Earth observation satellites are satellites specifically designed to observe Earth from orbit, similar to reconnaissance satellites but intended for non-military uses such as environmental monitoring, meteorology, map making etc. Geostationary satellites hover over the same spot, providing continuous monitoring to a portion of the Earth's surface. Polar orbiting satellites provide global coverage, but only twice per day at any given spot.
A weather satellite is a type of satellite that is primarily used to monitor the weather and climate of the Earth. These meteorological satellites, however, see more than clouds and cloud systems. City lights, fires, effects of pollution, auroras, sand and dust storms, snow cover, ice mapping, boundaries of ocean currents, energy flows, etc., are other types of environmental information collected using weather satellites.
Weather satellite images helped in monitoring the volcanic ash cloud from Mount St. Helens and activity from other volcanoes such as Mount Etna. Smoke from fires in the western United States such as Colorado and Utah have also been monitored.
El Niño and its effects on weather are monitored daily from satellite images. The Antarctic ozone hole is mapped from weather satellite data. Collectively, weather satellites flown by the U.S., Europe, India, China, Russia, and Japan provide nearly continuous observations for a global weather watch. used via visible light and infrared rays of the electromagnetic spectrum.

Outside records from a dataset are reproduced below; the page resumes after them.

PR #3549, opened 2022-09-23
DnD: Focus an item after it has been dropped on

reidbarber:
## ✅ Pull Request Checklist:

## 📝 Test Instructions:

Test DnD stories: When dropping on an item (i.e. ListView with folder), focus should then go to that item, instead of going to the list itself.


snowystinger (approved):
Working as expected in chrome. Verified old behavior as well to compare.

LFDanLu (approved):
Seems to work well, bit worried about the old `if (state.selectionManager.focusedKey === focusedKey) {` check being removed since we will now be moving focus even if focus shifted since the last drop but I'm not sure what purpose it had previously. Lets test it

PR #3569, opened 2022-09-28
Fix root drop interaction for iOS VO

LFDanLu:
Closes 

## ✅ Pull Request Checklist:

## 📝 Test Instructions:

1. Test the root drop ListView DnD stories. You should be able to swipe onto the root drop indicator via iOS VO

## 🧢 Your Project:

RSP

### DIFF
--- a/packages/@react-spectrum/list/src/RootDropIndicator.tsx
+++ b/packages/@react-spectrum/list/src/RootDropIndicator.tsx
@@ -19,9 +19,8 @@ export default function RootDropIndicator() {
     <div role="row" aria-hidden={dropIndicatorProps['aria-hidden']}>
       <div
         role="gridcell"
-        aria-selected="false"
-        {...visuallyHiddenProps}>
-        <div role="button" {...dropIndicatorProps} ref={ref} />
+        aria-selected="false">
+        <div role="button" {...visuallyHiddenProps} {...dropIndicatorProps} ref={ref} />
       </div>
     </div>
   );


devongovett:
I still see scrollbars when dragging at the bottom of this story: https://reactspectrum.blob.core.windows.net/reactspectrum/294b68f2bba1fbed137cd9cec4cbdd5c79869feb/storybook/index.html?path=/story/listview-drag-and-drop--drag-within-list-reorder&providerSwitcher-toastPosition=bottom

LFDanLu:
@devongovett I wasn't able to get rid of the additional space that it the drop indicator takes up, lemme try an alternative to the blue border we currently use

snowystinger (dismissed):

LFDanLu:
Note for posterity/other reviewers: the scroll bar showing up in FF won't be handled in this PR, an issue in the board has been made to track that work along with a suggested fix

Other environmental satellites can assist environmental monitoring by detecting changes in the Earth's vegetation, sea state, ocean color, and ice fields. By monitoring vegetation changes over time, droughts can be monitored by comparing the current vegetation state to its long term average. For example, the 2002 oil spill off the northwest coast of Spain was watched carefully by the European ENVISAT, which, though not a weather satellite, flies an instrument (ASAR) which can see changes in the sea surface.